OCPEDGE-2084: Add PacemakerStatus CRD for two-node fencing
Introduces tnf.etcd.openshift.io/v1alpha1 API group with PacemakerStatus custom resource. This provides visibility into Pacemaker cluster health for dual-replica etcd deployments. The status-only resource is populated by a privileged controller and consumed by the cluster-etcd-operator healthcheck controller. Not gated because it's only used by CEO when two-node has transitioned.
Works in conjunction with https://github.com/openshift/cluster-etcd-operator/pull/1487
Depends on https://github.com/kubernetes-sigs/controller-tools/pull/1324, which in turn needs a bump for go 1.25 In the meantime, I've vendored: https://github.com/openshift/kubernetes-sigs-controller-tools/pull/33
@jaypoulz: This pull request references OCPEDGE-2084 which is a valid jira issue.
Warning: The referenced jira issue has an invalid target version for the target branch this PR targets: expected the story to target the "4.21.0" version, but no target version was set.
In response to this:
Introduces tnf.etcd.openshift.io/v1alpha1 API group with PacemakerStatus custom resource. This provides visibility into Pacemaker cluster health for dual-replica etcd deployments. The status-only resource is populated by a privileged controller and consumed by the cluster-etcd-operator healthcheck controller. Gated by DualReplica feature and managed by two-node-fencing component.

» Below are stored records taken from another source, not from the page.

PR #224, opened 2024-01-11
[Tree unique] Add `IdOf` and `ArgOf`

rtjoa:
`IdOf` gets a body's capturing id. `ArgOf` creates an arg that can be placed within a body's captured expression.

### DIFF
--- a/tree_unique_args/src/sugar.egg
+++ b/tree_unique_args/src/sugar.egg
@@ -20,3 +20,16 @@
 (rewrite (NewLet id in out)
          (Let id in (DeepCopyExpr out id))
          :ruleset always-run)
+
+(function IdOf (Expr) i64)
+(rule ((IdOf (Let id in out)))
+      ((set (IdOf (Let id in out)) id))
+      :ruleset always-run)
+(rule ((IdOf (Loop id in out)))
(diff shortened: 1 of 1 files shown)


oflatt:
didn't our old version of IdOf from previous versions work on all expressions, so you could get the id of anything inside a particular context?

rtjoa:
This is useful to make some rules easier to write by not needing to have
multiple versions for let and loop. I didn’t know we had a different
version, which sounds like it has different behavior (returns “referencing
id” rather than “capturing id”)?

oflatt:
Ah I see. Maybe rename to capturing-id-of?

yihozhang:
Can we have two loops equivalent to each other with different ids? e.g. (Loop id1 body1) = (Loop id2 body2). I think this could happen when a rule involving fresh!-i64 is fired twice on the same substitution?

rtjoa:
@yihozhang Two loops with different could totally be equal (imagine they union via a constant). I'll change this to a relation

rtjoa:
Converting to draft as I don't see a use for this if it's a relation. Anyone feel free to inform me otherwise

oflatt:
Closing since we don't need it I think

PR #225, opened 2024-01-11
[Tree unique] Function inlining

kirstenmg:


tree_unique_args/src/function_inlining.egg
```diff
@@ -0,0 +1,16 @@
...
+(rule
+    (
+        (= call (Call f arg))
+        (Function f out)
+    )
+    (
+        (let new-id (Id (i64-fresh!)))
+        (union
+            call
+            ; (NewLet new-id arg out)
```
rtjoa, line 12: Why is NewLet commented, did it not work?

rtjoa (approved):
Nice!! Just a quick question

tree_unique_args/src/function_inlining.egg
kirstenmg: Oops I'll use this now, it was because originally I had included my optimization before `sugar.egg` so `NewLet` didn't exist and I didn't realize why yet.

oflatt:
So clean!

PR #796, opened 2026-06-05
Remove constructors from merge functions

saulshanabrook:
This removes constructor-producing encodings from merge functions so merge results are eager values selected from the existing inputs, which is needed for proof mode and for avoiding merge-driven e-node growth.

## Stack

PR against Oliver's `oflatt-latest-egglog` branch.

This now depends on:

- egglog combined branch: `egraphs-good/egglog`, branch `codex/pr927-plus-pr930-eggcc-proof` (`9b5ce111`), which merges container PR #927 with PR #930 and the proof-mode command-macro type-info fix.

Instructions for interacting with me using PR comments are available here. If you have questions or suggestions related to my behavior, please file an issue against the openshift-eng/jira-lifecycle-plugin repository.

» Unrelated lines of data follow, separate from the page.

PR #222, opened 2021-08-01
Database hosts

### LINKED ISSUE #220: Suggestion: Automatically create user for database host
X

When asking for the database username, also ask if the user would want to set up another user for pterodactyl database hosts, if yes, ask for the username.

X

**Additional context**
This will make it easier for the user to create a database host.

sinjs:
This pull request adds the automatic configuration of database hosts to the script.
It will ask you for the username and password of the database user and then create the user.

Fixes #220

### DIFF
--- a/install-wings.sh
+++ b/install-wings.sh
@@ -72,6 +72,11 @@ CONFIGURE_LETSENCRYPT=false
 FQDN=""
 EMAIL=""
 
+# Database host
+CONFIGURE_DBHOST=false
+MYSQL_DBHOST_USER="pterodactyluser"
+MYSQL_DBHOST_PASSWORD="password"
+
 # regex for email input
 regex="^(([A-Za-z0-9]+((\.|\-|\_|\+)?[A-Za-z0-9]?)*[A-Za-z0-9]+)|[A-Za-z0-9]+)@(([A-Za-z0-9]+)+((\.|\-|\_)?([A-Za-z0-9]+)+)*)+\.([A-Za-z]{2,})+$"
 
@@ -92,6 +97,42 @@ WINGS_VERSION="$(get_latest_release "pterodactyl/wings")"
 
 valid_email() {
   [[ $1 =~ ${regex} ]]
+}
+
+password_input() {
+  local __resultvar=$1
+  local result=''
+  local default="$4"
+
+  while [ -z "$result" ]; do
+    echo -n "* ${2}"
+
+    # modified from https://stackoverflow.com/a/22940001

Hello @jaypoulz! Some important instructions when contributing to openshift/api: API design plays an important part in the user experience of OpenShift and as such API PRs are subject to a high level of scrutiny to ensure they follow our best practices. If you haven't already done so, please review the OpenShift API Conventions and ensure that your proposed changes are compliant. Following these conventions will help expedite the api review process for your PR.
@jaypoulz: This pull request references OCPEDGE-2084 which is a valid jira issue.

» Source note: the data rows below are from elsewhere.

PR #228, opened 2021-08-13
[phpmyadmin install script]

Ferks-FK:
### **Attention!**
First of all, this fork was made for personal use purposes, so there are a lot of modifications.
I'm just making this request to share the phpmyadmin install script Intending to help.

_If possible, only take into account the phpmyadmin installation scripts, the other changes are not important._

Here is a small phpmyadmin install script for the pterodactyl panel.

### **Final considerations:**
I couldn't find a very user-friendly way to solve the problem in the image below, this I leave with someone more knowledgeable in shell.
Sem título

### **EDIT:**
The above image issues have already been fixed after good code changes.


Linux123123:
Thanks for the PR. :)

So first of all I see that you are just downloading the `phpmyadmin` zip and unzipping it straight into the `public` directory. I think the better way to do it is to use the package provided by the OS. Then (in debian based OS's) it can easily be configured when installing the package with `dbconf`. After that you would just add a location attribute to the `pterodactyl.conf`.

This way:
A - the package is properly configured
B - it can easily be updated

And cons:
CentOS doesn't have auto configuration, so wouldn't be supported / would need to be manually configured.

Well that is just my opinion. I will have to wait what @vilhelmprytz says

Ferks-FK:
> Obrigado pelo PR. :)
> 
> Em primeiro lugar, vejo que você está apenas baixando o `phpmyadmin`zip e descompactando-o diretamente no `public`diretório. Acho que a melhor maneira de fazer isso é usando o pacote fornecido pelo sistema operacional. Então (em sistemas operacionais baseados em debian) ele pode ser facilmente configurado ao instalar o pacote com `dbconf`. Depois disso, você apenas adicionaria um atributo de localização ao `pterodactyl.conf`.
> 
> Desta forma:
> A - o pacote está configurado corretamente
> B - pode ser facilmente atualizado
> 
> E contras: o
> CentOS não tem configuração automática, então não seria compatível / precisaria ser configurado manualmente.
> 
> Bem, essa é apenas minha opinião. Terei que esperar o que diz @vilhelmprytz


Um, true, it seems to be more interesting to do it the way you say.
Would it be something like apt-get install phpmyadmin?

Linux123123:
> Um, true, it seems to be more interesting to do it the way you say.
> Would it be something like apt-get install phpmyadmin?

Yes, but more complicated. I am working on it.

Ferks-FK (commented):
Fixed issue with phpmyadmin folders and permissions.

vilhelmprytz:
Thank you for submitting this PR. There are a lot of changes here, some of which I don't think are related to phpMyAdmin support? Would you be able to submit a PR with only the changes related to that feature implementation?

PR #231, opened 2021-08-15
Add debian 11 support

### LINKED ISSUE #230: Debian 11 Support
Debian 11 aka Bullseye was released yesterday.

Support for it would be great 👍🏻

Linux123123:
Adds Debian 11 support

Fixes #230

I think I changed everything, but if I missed something please tell.

Tested on Debian 11 vagrant (didn't test with let's encrypt)


vilhelmprytz (approved):
As always, thanks for the contribution! Tested locally, works. LGTM :+1:

PR #259, opened 2021-10-30
Update PROXMOX NESTING

Clashplayer-PROTECT:
FR : Juste la désactivation de la détection LCX car sur PROXMOX, on peut utiliser docker sur lcx avec l'option nesting in container.
EN : Just the deactivation of the LCX detection because on PROXMOX, we can use docker on lcx with nesting in container option.

Fixes #??

### DIFF
--- a/install-wings.sh
+++ b/install-wings.sh
@@ -293,7 +293,7 @@ check_os_comp() {
   virt_serv=$(virt-what)
 
   case "$virt_serv" in
-  *openvz* | *lxc*)
+  *openvz* )
     print_warning "Unsupported type of virtualization detected. Please consult with your hosting provider whether your server can run Docker or not. Proceed at your own risk."
     echo -e -n "* Are you sure you want to proceed? (y/N): "
     read -r CONFIRM_PROCEED


Linux123123:
Yes, but nesting is usually disabled in most `lxc` hostings. Just removing it from checks, doesn't make enabled all of a sudden. A better solution would be detecting if nesting is enabled in `lxc` and then bypassing this check.

Also you should open an issue about this.

vilhelmprytz:
As @Linux123123 has mentioned, we shouldn't remove this check. The script still lets you bypass the check if you know what you are doing. The only other solution I can think of is specifically detecting possibly supported scenarios where LXC and Docker will work, but I think that's a little bit unnecessary. Did you have problems with bypassing the check? @Clashplayer-PROTECT

Clashplayer-PROTECT:
I put my own patch on my github when I install on proxmox

vilhelmprytz:
Why not let the script run and "bypass" the check?

Clashplayer-PROTECT:
it's just for me personally

vilhelmprytz:
But why do you need your own patch when the script is capable of overriding the check out of the box?

Clashplayer-PROTECT:
It's just a person story

vilhelmprytz:
> It's just a person story

A person story?

PR #264, opened 2021-11-16
Fix incorrectly labeled setup option

NoahvdAa:
The setup option refers options five and six (legacy panel+wings and canary panel), this should be six and seven (canary panel and canary wings)


vilhelmprytz (approved):
Nicely found! Thanks for contributing 👍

Warning: The referenced jira issue has an invalid target version for the target branch this PR targets: expected the story to target the "4.21.0" version, but no target version was set.
In response to this:
Introduces tnf.etcd.openshift.io/v1alpha1 API group with PacemakerStatus custom resource. This provides visibility into Pacemaker cluster health for dual-replica etcd deployments. The status-only resource is populated by a privileged controller and consumed by the cluster-etcd-operator healthcheck controller. Gated by DualReplica feature and managed by two-node-fencing component.
Works in conjunction with https://github.com/openshift/cluster-etcd-operator/pull/1487
Instructions for interacting with me using PR comments are available here. If you have questions or suggestions related to my behavior, please file an issue against the openshift-eng/jira-lifecycle-plugin repository.
@jaypoulz thank you for the PR, do you mind making the CI happy?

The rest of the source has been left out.